The amount is significant.
“The answer is about $400,000,” Buffett revealed. “So if I as a little kid had taken that 114 bucks I’d saved shoveling snow or whatever I’d done — $400,000 today. One person’s lifetime. That’s America.”
‘Huge tailwind’ for investors
Remember, Buffett made that comment in 2018. And the S&P 500 has continued to climb since the interview, meaning the $400,000 would have kept growing.
In his letter to Berkshire Hathaway shareholders published in February 2019, Buffett provided an update to the calculation, writing, “If my $114.75 had been invested in a no-fee S&P 500 index fund, and all dividends had been reinvested, my stake would have grown to be worth (pre-taxes) $606,811 on January 31, 2019 (the latest data available before the printing of this letter).
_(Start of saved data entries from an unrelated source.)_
PR #50, opened 2018-10-25
 Add network metrics collection

lzang:
Add the network metrics collection logic to collect the following metrics:
- conntrack entries: conntrack usage
- conntrack_error_count (insert_failed, and drop) : A request from TSE due to the issue mentioned here 
     https://www.weave.works/blog/racy-conntrack-and-dns-lookup-timeouts
- num_inuse_sockets(tcp, udp): this would help to tell if the node is under some sort of ddos attack, or a particular node has an unusually high number of connections.
- num_tw_sockets: this can tell if there is a large number of short-lived sockets, which is often not desired.
- socket_memory: the memory used by all sockets. When the memory hits the limit, the network becomes not usable. There is a request to add this metrics (https://github.com/kubernetes/kubernetes/issues/62334).
All these metrics can be obtained by read proc file directly (i.e. O(1) cost) .


pkg/metrics/collector/collector.go
```diff
@@ -0,0 +1,133 @@
...
+// NodeCollector implements the prometheus.Collector interface.
+type nodeCollector struct {
+	Collectors map[string]Collector
+}
+
+func init() {
+	startTime = time.Now().Unix()
+}
+
+// NewNodeCollector creates a new NodeCollector
```
bowei: you need to document `filters` as it is string type

pkg/metrics/collector/collector.go
```diff
@@ -0,0 +1,133 @@
...
+func NewNodeCollector(filters []string, proc string) (*nodeCollector, error) {
+	procPath = proc
+	collectors := make(map[string]Collector)
+	for _, filter := range filters {
+		createFunc, exist := factories[filter]
+		if !exist {
+			return nil, fmt.Errorf("missing collector: %s", filter)
```
bowei: use `%q`

pkg/metrics/collector/collector.go
```diff
@@ -0,0 +1,133 @@
...
+		} else {
+			if c, err := createFunc(); err == nil {
+				collectors[filter] = c
+			} else {
+				return nil, fmt.Errorf("fail to create collector: %s, error %v", filter, err)
```
bowei: it's better to return err directly, than wrap it
```go
c, err := createFunc()
if err != nil {
  return nil, err
}
collectors[filter] = c
```

pkg/metrics/collector/collector.go
```diff
@@ -0,0 +1,133 @@
...
+		nil,
+	)
+	scrapeSuccessDesc = prometheus.NewDesc(
+		"scrape_collector_success",
+		"Whether a collector succeeded.",
+		[]string{"collector"},
+		nil,
+	)
+	// Needed by prometheus-to-sd
+	scrapeStartDesc = prometheus.NewDesc(
```
bowei: this should be called processStart... not scrape start

pkg/metrics/collector/collector.go
```diff
@@ -0,0 +1,133 @@
...
+	var success float64
+
+	if err != nil {
+		glog.Infof("ERROR: %s collector failed after %fs: %s", name, duration.Seconds(), err)
+		success = 0
+	} else {
+		success = 1
+	}
+	ch <- prometheus.MustNewConstMetric(scrapeDurationDesc, prometheus.GaugeValue, duration.Seconds(), name)
+	ch <- prometheus.MustNewConstMetric(scrapeSuccessDesc, prometheus.GaugeValue, success, name)
```
bowei: This seems wrong -- this should be a cumulative value

pkg/metrics/collector/collector.go
```diff
@@ -0,0 +1,133 @@
...
+			wg.Done()
+		}(name, c)
+	}
+	wg.Wait()
+}
+
+func execute(name string, c Collector, ch chan<- prometheus.Metric) {
+	begin := time.Now()
+	err := c.Update(ch)
+	duration := time.Since(begin)
```
bowei: Can we not use `NewTimer.ObserveDuration()`

https://github.com/prometheus/client_golang/blob/master/prometheus/timer.go#L33

pkg/metrics/collector/collector.go
```diff
@@ -0,0 +1,133 @@
...
+	var success float64
+
+	if err != nil {
+		glog.Infof("ERROR: %s collector failed after %fs: %s", name, duration.Seconds(), err)
+		success = 0
+	} else {
+		success = 1
+	}
+	ch <- prometheus.MustNewConstMetric(scrapeDurationDesc, prometheus.GaugeValue, duration.Seconds(), name)
```
bowei: This should be histogram?

pkg/metrics/collector/conntrack_test.go
```diff
@@ -0,0 +1,42 @@
...
+*/
+
+package collector
+
+import (
+	"strings"
+	"testing"
+)
+
+func TestConntrack(t *testing.T) {
```
bowei: More unit tests needed:

* file is not there
* error reading file
* invalid entries
* bad parse
* zero length file

pkg/metrics/collector/helper.go
```diff
@@ -0,0 +1,40 @@
...
+package collector
+
+import (
+	"io/ioutil"
+	"path"
+	"strconv"
+	"strings"
+)
+
+func readUintFromFile(path string) (uint64, error) {
```
bowei: docstring

pkg/metrics/collector/helper.go
```diff
@@ -0,0 +1,40 @@
...
+		return 0, err
+	}
+	value, err := strconv.ParseUint(strings.TrimSpace(string(data)), 10, 64)
+	if err != nil {
+		return 0, err
+	}
+	return value, nil
+}
+
+func procFilePath(name string) string {
```
bowei: docstring

pkg/metrics/collector/sockstat.go
```diff
@@ -0,0 +1,169 @@
...
+	"github.com/prometheus/client_golang/prometheus"
+)
+
+type sockStatCollector struct {
+	inuse  *prometheus.Desc
+	tw     *prometheus.Desc
+	memory *prometheus.Desc
+}
+
+var pageSize = os.Getpagesize()
```
bowei: why cache this value?

pkg/metrics/collector/sockstat.go
```diff
@@ -0,0 +1,169 @@
...
+		memory: prometheus.NewDesc(
+			"socket_memory",
+			"Amount of memory used by sockets",
+			nil, nil,
+		),
+	}, nil
+}
+
+func initSocketStats() map[string]uint64 {
+	stats := map[string]uint64{
```
bowei: why use a map with strings instead of just a struct?
```
type stats struct {
  tcpInUse uint64
  ...
}
```

pkg/metrics/collector/sockstat.go
```diff
@@ -0,0 +1,169 @@
...
+		"tcp_inuse": 0,
+		"udp_inuse": 0,
+		"tcp_tw":    0,
+		"mem":       0,
+	}
+	return stats
+}
+
+func getStatsName(protocol, name string) string {
```
bowei: this function looks like it will result in tech debt as it assumes a naming schem

pkg/metrics/collector/sockstat.go
```diff
@@ -0,0 +1,169 @@
...
+	return parseSockStats(file)
+}
+
+func parseSockStats(r io.Reader) (map[string]map[string]string, error) {
+	sockStat := make(map[string]map[string]string)
+	scanner := bufio.NewScanner(r)
+
+	for scanner.Scan() {
+		line := strings.Split(scanner.Text(), " ")
+		// Remove trailing ':'.
```
bowei: shouldn't we check that it has a trailing ':' before blindly chopping it off?

pkg/metrics/collector/sockstat.go
```diff
@@ -0,0 +1,169 @@
...
+		protocol := line[0][:len(line[0])-1]
```
bowei: we need to check that the line is non-empty

pkg/metrics/collector/sockstat_test.go
```diff
@@ -0,0 +1,62 @@
...
+limitations under the License.
+*/
+
+package collector
+
+import (
+	"strings"
+	"testing"
+)
+
```
bowei: need test cases with invalid input at least

pkg/metrics/metrics.go
```diff
@@ -0,0 +1,92 @@
...
+	listenAddress string
+	procPath      string
+}
+
+var mcfg metricsConfig
+
+func init() {
+	flag.StringVar(&mcfg.filter, "metrics-collectors", "", "Enable given metrics collectors (options: conntrack,socket).")
+	flag.StringVar(&mcfg.listenAddress, "metrics-port", ":8000", "Port on which to expose metrics.")
+	flag.StringVar(&mcfg.procPath, "metrics-proc-path", "/proc", "Proc directory to read metrics.")
```
bowei: each proc file read probably should be an individual flag.

pkg/metrics/metrics.go
```diff
@@ -0,0 +1,92 @@
...
+	filter        string
+	listenAddress string
+	procPath      string
+}
+
+var mcfg metricsConfig
+
+func init() {
+	flag.StringVar(&mcfg.filter, "metrics-collectors", "", "Enable given metrics collectors (options: conntrack,socket).")
+	flag.StringVar(&mcfg.listenAddress, "metrics-port", ":8000", "Port on which to expose metrics.")
```
bowei: scrape interval?

pkg/metrics/metrics.go
```diff
@@ -0,0 +1,92 @@
...
+type metricsConfig struct {
+	filter        string
+	listenAddress string
+	procPath      string
+}
+
+var mcfg metricsConfig
+
+func init() {
+	flag.StringVar(&mcfg.filter, "metrics-collectors", "", "Enable given metrics collectors (options: conntrack,socket).")
```
bowei: this seems better named: "collectors" or "enabled-collectors"
this is not really a filter, more like a list of enable collectors

pkg/metrics/metrics.go
```diff
@@ -0,0 +1,92 @@
...
+		registry,
+		promhttp.HandlerFor(gatherers,
+			promhttp.HandlerOpts{
+				ErrorHandling: promhttp.ContinueOnError,
+			}),
+	)
+	h.ServeHTTP(w, r)
+}
+
+func StartCollector() error {
```
bowei: docstring

pkg/metrics/metrics.go
```diff
@@ -0,0 +1,92 @@
...
+	if mcfg.filter == "" {
+		glog.Infof("Disable metrics collectors.")
```
bowei: "No metrics collectors were enabled"

pkg/metrics/metrics.go
```diff
@@ -0,0 +1,92 @@
...
+	flag.StringVar(&mcfg.listenAddress, "metrics-port", ":8000", "Port on which to expose metrics.")
+	flag.StringVar(&mcfg.procPath, "metrics-proc-path", "/proc", "Proc directory to read metrics.")
+}
+
+func handler(w http.ResponseWriter, r *http.Request) {
+	gatherers := prometheus.Gatherers{
+		registry,
+	}
+	// Delegate http serving to Prometheus client library, which will call collector.Collect.
+	h := promhttp.InstrumentMetricHandler(
```
bowei: Does it make sense to construct this repeatedly in the handler() routine for every HTTP get()

pkg/metrics/collector/collector.go
```diff
@@ -0,0 +1,133 @@
...
+		nil,
+	)
+	startTime int64
+)
+
+var (
+	factories = make(map[string]func() (Collector, error))
+)
+
+func registerCollector(collector string, factory func() (Collector, error)) {
```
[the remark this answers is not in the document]
lzang: Added.

pkg/metrics/collector/collector.go
```diff
@@ -0,0 +1,133 @@
...
+			} else {
+				return nil, fmt.Errorf("fail to create collector: %s, error %v", filter, err)
+			}
+		}
+	}
+	return &nodeCollector{Collectors: collectors}, nil
+}
+
+// Describe implements the prometheus.Collector interface.
+func (n nodeCollector) Describe(ch chan<- *prometheus.Desc) {
```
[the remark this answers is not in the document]
lzang: Updated.

pkg/metrics/collector/collector.go
```diff
@@ -0,0 +1,133 @@
...
+		"Duration of a collector scrape.",
+		[]string{"collector"},
+		nil,
+	)
+	scrapeSuccessDesc = prometheus.NewDesc(
+		"scrape_collector_success",
+		"Whether a collector succeeded.",
+		[]string{"collector"},
+		nil,
+	)
```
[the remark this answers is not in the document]
lzang: This just tells if the current call for a particular collector is successful or not, not really for stats purpose. This code was ported from nod exporter, and it is mainly used for self debugging.

pkg/metrics/collector/collector.go
lzang: Done

pkg/metrics/collector/collector.go
lzang: Updated

pkg/metrics/collector/collector.go
lzang: Updated.

pkg/metrics/collector/collector.go
lzang: I don't get it - do you mean we should use NewTimer.ObserveDuration()? as currently we didn't use it.

pkg/metrics/collector/collector.go
lzang: This just signal the duration for current call, and for self diagnose purpose, not stats across multiple samples. Looks different from histogram definition "A histogram samples observations (usually things like request durations or response sizes) and counts them in configurable buckets. It also provides a sum of all observed values" from https://prometheus.io/docs/concepts/metric_types/.

pkg/metrics/collector/conntrack_test.go
lzang: Updated the test.

pkg/metrics/collector/helper.go
lzang: Updated.

pkg/metrics/collector/collector.go
bowei: we should try to use standard library constructs if possible...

That is a gain of 5,288 for 1.”
And that’s not the end of the story, as the S&P 500 continued its upward trajectory, despite experiencing ups and downs along the way.
In just the last five years, the benchmark index has surged by about 90%.
Buffett told Yahoo Finance that the scenario of turning $114 to $400,000 doesn’t require his personal skill.
“That isn't me. It is the huge tailwind the American economy gives to any equity investor,” he remarked.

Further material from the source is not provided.